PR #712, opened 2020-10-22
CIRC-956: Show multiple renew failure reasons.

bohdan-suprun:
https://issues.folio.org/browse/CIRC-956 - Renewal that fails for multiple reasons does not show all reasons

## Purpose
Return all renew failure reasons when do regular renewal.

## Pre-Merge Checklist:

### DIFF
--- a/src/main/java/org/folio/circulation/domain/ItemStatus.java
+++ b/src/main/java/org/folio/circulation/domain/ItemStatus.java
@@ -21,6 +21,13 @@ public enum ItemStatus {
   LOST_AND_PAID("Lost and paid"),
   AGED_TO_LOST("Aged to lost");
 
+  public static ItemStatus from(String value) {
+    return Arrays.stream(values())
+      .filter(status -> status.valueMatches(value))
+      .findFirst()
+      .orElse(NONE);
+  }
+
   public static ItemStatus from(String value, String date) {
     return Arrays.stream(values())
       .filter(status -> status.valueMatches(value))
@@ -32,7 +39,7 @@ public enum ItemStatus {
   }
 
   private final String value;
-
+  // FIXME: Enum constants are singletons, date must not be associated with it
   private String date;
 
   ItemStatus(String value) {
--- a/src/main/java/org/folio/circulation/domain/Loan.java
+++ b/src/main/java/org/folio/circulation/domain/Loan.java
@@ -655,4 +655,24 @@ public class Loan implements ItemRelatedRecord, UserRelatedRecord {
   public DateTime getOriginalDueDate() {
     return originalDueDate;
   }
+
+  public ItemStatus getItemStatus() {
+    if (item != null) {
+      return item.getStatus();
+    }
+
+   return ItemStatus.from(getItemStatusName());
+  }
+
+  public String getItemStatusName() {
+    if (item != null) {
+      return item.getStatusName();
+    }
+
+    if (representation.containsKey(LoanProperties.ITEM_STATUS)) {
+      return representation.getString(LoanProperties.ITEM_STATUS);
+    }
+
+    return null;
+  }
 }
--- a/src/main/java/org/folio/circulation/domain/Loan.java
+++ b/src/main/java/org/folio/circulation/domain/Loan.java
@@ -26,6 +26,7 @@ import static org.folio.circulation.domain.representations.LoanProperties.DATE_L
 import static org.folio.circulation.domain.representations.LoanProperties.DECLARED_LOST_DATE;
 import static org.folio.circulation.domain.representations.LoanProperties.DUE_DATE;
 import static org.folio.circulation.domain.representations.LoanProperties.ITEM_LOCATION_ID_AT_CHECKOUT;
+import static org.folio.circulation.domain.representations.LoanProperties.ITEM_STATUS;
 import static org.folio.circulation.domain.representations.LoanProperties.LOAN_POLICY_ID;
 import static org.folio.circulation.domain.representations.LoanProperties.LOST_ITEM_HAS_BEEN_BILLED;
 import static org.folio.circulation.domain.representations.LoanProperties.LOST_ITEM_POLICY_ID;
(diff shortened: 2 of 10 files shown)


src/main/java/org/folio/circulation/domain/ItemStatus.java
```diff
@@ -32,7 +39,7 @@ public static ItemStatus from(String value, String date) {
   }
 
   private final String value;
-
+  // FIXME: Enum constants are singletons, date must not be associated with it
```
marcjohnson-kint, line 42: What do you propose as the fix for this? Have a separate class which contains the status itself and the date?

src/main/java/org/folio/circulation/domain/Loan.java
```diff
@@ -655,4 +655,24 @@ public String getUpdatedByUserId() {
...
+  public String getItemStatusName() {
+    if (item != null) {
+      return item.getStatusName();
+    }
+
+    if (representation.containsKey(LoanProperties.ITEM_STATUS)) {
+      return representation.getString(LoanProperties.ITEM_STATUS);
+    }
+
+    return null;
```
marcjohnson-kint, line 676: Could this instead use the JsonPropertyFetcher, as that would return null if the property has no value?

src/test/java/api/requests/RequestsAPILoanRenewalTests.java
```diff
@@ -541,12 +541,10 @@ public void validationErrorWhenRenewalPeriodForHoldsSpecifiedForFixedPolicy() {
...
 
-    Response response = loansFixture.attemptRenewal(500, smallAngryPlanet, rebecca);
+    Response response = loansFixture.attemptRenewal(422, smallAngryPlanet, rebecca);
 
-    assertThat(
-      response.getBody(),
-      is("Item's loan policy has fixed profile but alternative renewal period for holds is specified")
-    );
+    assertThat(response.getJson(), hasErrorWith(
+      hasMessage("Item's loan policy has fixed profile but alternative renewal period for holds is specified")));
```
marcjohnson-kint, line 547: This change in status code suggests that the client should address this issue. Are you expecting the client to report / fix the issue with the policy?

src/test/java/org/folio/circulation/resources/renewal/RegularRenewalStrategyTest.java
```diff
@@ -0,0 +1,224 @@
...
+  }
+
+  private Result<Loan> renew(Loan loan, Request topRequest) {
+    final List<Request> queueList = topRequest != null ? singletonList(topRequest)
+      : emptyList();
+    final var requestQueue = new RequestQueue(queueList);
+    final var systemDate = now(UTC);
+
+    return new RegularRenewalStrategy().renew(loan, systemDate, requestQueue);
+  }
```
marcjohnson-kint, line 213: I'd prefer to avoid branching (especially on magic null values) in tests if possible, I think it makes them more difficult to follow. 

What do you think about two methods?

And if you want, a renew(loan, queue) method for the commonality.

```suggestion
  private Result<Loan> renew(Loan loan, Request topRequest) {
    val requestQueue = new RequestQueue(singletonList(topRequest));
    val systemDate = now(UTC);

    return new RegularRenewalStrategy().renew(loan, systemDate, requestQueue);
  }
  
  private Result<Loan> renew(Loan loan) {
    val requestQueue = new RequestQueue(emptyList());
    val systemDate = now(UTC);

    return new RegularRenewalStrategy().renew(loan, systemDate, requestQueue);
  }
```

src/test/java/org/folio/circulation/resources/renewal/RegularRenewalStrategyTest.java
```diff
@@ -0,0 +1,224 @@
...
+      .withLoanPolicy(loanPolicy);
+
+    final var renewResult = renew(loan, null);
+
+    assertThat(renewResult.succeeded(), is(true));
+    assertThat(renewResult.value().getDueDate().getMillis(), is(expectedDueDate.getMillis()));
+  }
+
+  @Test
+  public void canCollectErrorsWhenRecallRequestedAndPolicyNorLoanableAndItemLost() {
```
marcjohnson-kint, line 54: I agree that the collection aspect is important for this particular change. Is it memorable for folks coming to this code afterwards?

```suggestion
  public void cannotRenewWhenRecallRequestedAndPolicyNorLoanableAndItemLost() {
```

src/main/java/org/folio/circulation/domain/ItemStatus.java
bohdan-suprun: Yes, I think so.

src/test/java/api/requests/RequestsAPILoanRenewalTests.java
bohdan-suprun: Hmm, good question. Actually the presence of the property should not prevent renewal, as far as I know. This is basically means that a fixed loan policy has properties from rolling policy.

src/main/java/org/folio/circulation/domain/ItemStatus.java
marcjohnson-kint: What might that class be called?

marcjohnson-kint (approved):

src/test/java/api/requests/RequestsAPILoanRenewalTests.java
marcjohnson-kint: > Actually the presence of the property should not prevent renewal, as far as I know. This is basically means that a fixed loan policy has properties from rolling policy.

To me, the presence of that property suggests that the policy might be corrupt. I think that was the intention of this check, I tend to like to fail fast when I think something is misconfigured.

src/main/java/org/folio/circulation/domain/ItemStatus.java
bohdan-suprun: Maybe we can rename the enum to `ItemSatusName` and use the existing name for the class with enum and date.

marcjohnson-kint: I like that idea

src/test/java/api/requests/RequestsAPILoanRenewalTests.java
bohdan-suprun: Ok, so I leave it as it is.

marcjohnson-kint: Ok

= = = = =

[PROBLEM DESCRIPTION]: Recopy all of the records verbatim.

[TASK SOLUTION]:
PR #712, opened 2020-10-22
CIRC-956: Show multiple renew failure reasons.

bohdan-suprun:
https://issues.folio.org/browse/CIRC-956 - Renewal that fails for multiple reasons does not show all reasons

## Purpose
Return all renew failure reasons when do regular renewal.

## Pre-Merge Checklist:

### DIFF
--- a/src/main/java/org/folio/circulation/domain/ItemStatus.java
+++ b/src/main/java/org/folio/circulation/domain/ItemStatus.java
@@ -21,6 +21,13 @@ public enum ItemStatus {
   LOST_AND_PAID("Lost and paid"),
   AGED_TO_LOST("Aged to lost");
 
+  public static ItemStatus from(String value) {
+    return Arrays.stream(values())
+      .filter(status -> status.valueMatches(value))
+      .findFirst()
+      .orElse(NONE);
+  }
+
   public static ItemStatus from(String value, String date) {
     return Arrays.stream(values())
       .filter(status -> status.valueMatches(value))
@@ -32,7 +39,7 @@ public enum ItemStatus {
   }
 
   private final String value;
-
+  // FIXME: Enum constants are singletons, date must not be associated with it
   private String date;
 
   ItemStatus(String value) {
--- a/src/main/java/org/folio/circulation/domain/Loan.java
+++ b/src/main/java/org/folio/circulation/domain/Loan.java
@@ -655,4 +655,24 @@ public class Loan implements ItemRelatedRecord, UserRelatedRecord {
   public DateTime getOriginalDueDate() {
     return originalDueDate;
   }
+
+  public ItemStatus getItemStatus() {
+    if (item != null) {
+      return item.getStatus();
+    }
+
+   return ItemStatus.from(getItemStatusName());
+  }
+
+  public String getItemStatusName() {
+    if (item != null) {
+      return item.getStatusName();
+    }
+
+    if (representation.containsKey(LoanProperties.ITEM_STATUS)) {
+      return representation.getString(LoanProperties.ITEM_STATUS);
+    }
+
+    return null;
+  }
 }
--- a/src/main/java/org/folio/circulation/domain/Loan.java
+++ b/src/main/java/org/folio/circulation/domain/Loan.java
@@ -26,6 +26,7 @@ import static org.folio.circulation.domain.representations.LoanProperties.DATE_L
 import static org.folio.circulation.domain.representations.LoanProperties.DECLARED_LOST_DATE;
 import static org.folio.circulation.domain.representations.LoanProperties.DUE_DATE;
 import static org.folio.circulation.domain.representations.LoanProperties.ITEM_LOCATION_ID_AT_CHECKOUT;
+import static org.folio.circulation.domain.representations.LoanProperties.ITEM_STATUS;
 import static org.folio.circulation.domain.representations.LoanProperties.LOAN_POLICY_ID;
 import static org.folio.circulation.domain.representations.LoanProperties.LOST_ITEM_HAS_BEEN_BILLED;
 import static org.folio.circulation.domain.representations.LoanProperties.LOST_ITEM_POLICY_ID;
(diff shortened: 2 of 10 files shown)


src/main/java/org/folio/circulation/domain/ItemStatus.java
```diff
@@ -32,7 +39,7 @@ public static ItemStatus from(String value, String date) {
   }
 
   private final String value;
-
+  // FIXME: Enum constants are singletons, date must not be associated with it
```
marcjohnson-kint, line 42: What do you propose as the fix for this? Have a separate class which contains the status itself and the date?

src/main/java/org/folio/circulation/domain/Loan.java
```diff
@@ -655,4 +655,24 @@ public String getUpdatedByUserId() {
...
+  public String getItemStatusName() {
+    if (item != null) {
+      return item.getStatusName();
+    }
+
+    if (representation.containsKey(LoanProperties.ITEM_STATUS)) {
+      return representation.getString(LoanProperties.ITEM_STATUS);
+    }
+
+    return null;
```
marcjohnson-kint, line 676: Could this instead use the JsonPropertyFetcher, as that would return null if the property has no value?

src/test/java/api/requests/RequestsAPILoanRenewalTests.java
```diff
@@ -541,12 +541,10 @@ public void validationErrorWhenRenewalPeriodForHoldsSpecifiedForFixedPolicy() {
...
 
-    Response response = loansFixture.attemptRenewal(500, smallAngryPlanet, rebecca);
+    Response response = loansFixture.attemptRenewal(422, smallAngryPlanet, rebecca);
 
-    assertThat(
-      response.getBody(),
-      is("Item's loan policy has fixed profile but alternative renewal period for holds is specified")
-    );
+    assertThat(response.getJson(), hasErrorWith(
+      hasMessage("Item's loan policy has fixed profile but alternative renewal period for holds is specified")));
```
marcjohnson-kint, line 547: This change in status code suggests that the client should address this issue. Are you expecting the client to report / fix the issue with the policy?

src/test/java/org/folio/circulation/resources/renewal/RegularRenewalStrategyTest.java
```diff
@@ -0,0 +1,224 @@
...
+  }
+
+  private Result<Loan> renew(Loan loan, Request topRequest) {
+    final List<Request> queueList = topRequest != null ? singletonList(topRequest)
+      : emptyList();
+    final var requestQueue = new RequestQueue(queueList);
+    final var systemDate = now(UTC);
+
+    return new RegularRenewalStrategy().renew(loan, systemDate, requestQueue);
+  }
```
marcjohnson-kint, line 213: I'd prefer to avoid branching (especially on magic null values) in tests if possible, I think it makes them more difficult to follow. 

What do you think about two methods?

And if you want, a renew(loan, queue) method for the commonality.

```suggestion
  private Result<Loan> renew(Loan loan, Request topRequest) {
    val requestQueue = new RequestQueue(singletonList(topRequest));
    val systemDate = now(UTC);

    return new RegularRenewalStrategy().renew(loan, systemDate, requestQueue);
  }
  
  private Result<Loan> renew(Loan loan) {
    val requestQueue = new RequestQueue(emptyList());
    val systemDate = now(UTC);

    return new RegularRenewalStrategy().renew(loan, systemDate, requestQueue);
  }
```

src/test/java/org/folio/circulation/resources/renewal/RegularRenewalStrategyTest.java
```diff
@@ -0,0 +1,224 @@
...
+      .withLoanPolicy(loanPolicy);
+
+    final var renewResult = renew(loan, null);
+
+    assertThat(renewResult.succeeded(), is(true));
+    assertThat(renewResult.value().getDueDate().getMillis(), is(expectedDueDate.getMillis()));
+  }
+
+  @Test
+  public void canCollectErrorsWhenRecallRequestedAndPolicyNorLoanableAndItemLost() {
```
marcjohnson-kint, line 54: I agree that the collection aspect is important for this particular change. Is it memorable for folks coming to this code afterwards?

```suggestion
  public void cannotRenewWhenRecallRequestedAndPolicyNorLoanableAndItemLost() {
```

src/main/java/org/folio/circulation/domain/ItemStatus.java
bohdan-suprun: Yes, I think so.

src/test/java/api/requests/RequestsAPILoanRenewalTests.java
bohdan-suprun: Hmm, good question. Actually the presence of the property should not prevent renewal, as far as I know. This is basically means that a fixed loan policy has properties from rolling policy.

src/main/java/org/folio/circulation/domain/ItemStatus.java
marcjohnson-kint: What might that class be called?

marcjohnson-kint (approved):

src/test/java/api/requests/RequestsAPILoanRenewalTests.java
marcjohnson-kint: > Actually the presence of the property should not prevent renewal, as far as I know. This is basically means that a fixed loan policy has properties from rolling policy.

To me, the presence of that property suggests that the policy might be corrupt. I think that was the intention of this check, I tend to like to fail fast when I think something is misconfigured.

src/main/java/org/folio/circulation/domain/ItemStatus.java
bohdan-suprun: Maybe we can rename the enum to `ItemSatusName` and use the existing name for the class with enum and date.

marcjohnson-kint: I like that idea

src/test/java/api/requests/RequestsAPILoanRenewalTests.java
bohdan-suprun: Ok, so I leave it as it is.

marcjohnson-kint: Ok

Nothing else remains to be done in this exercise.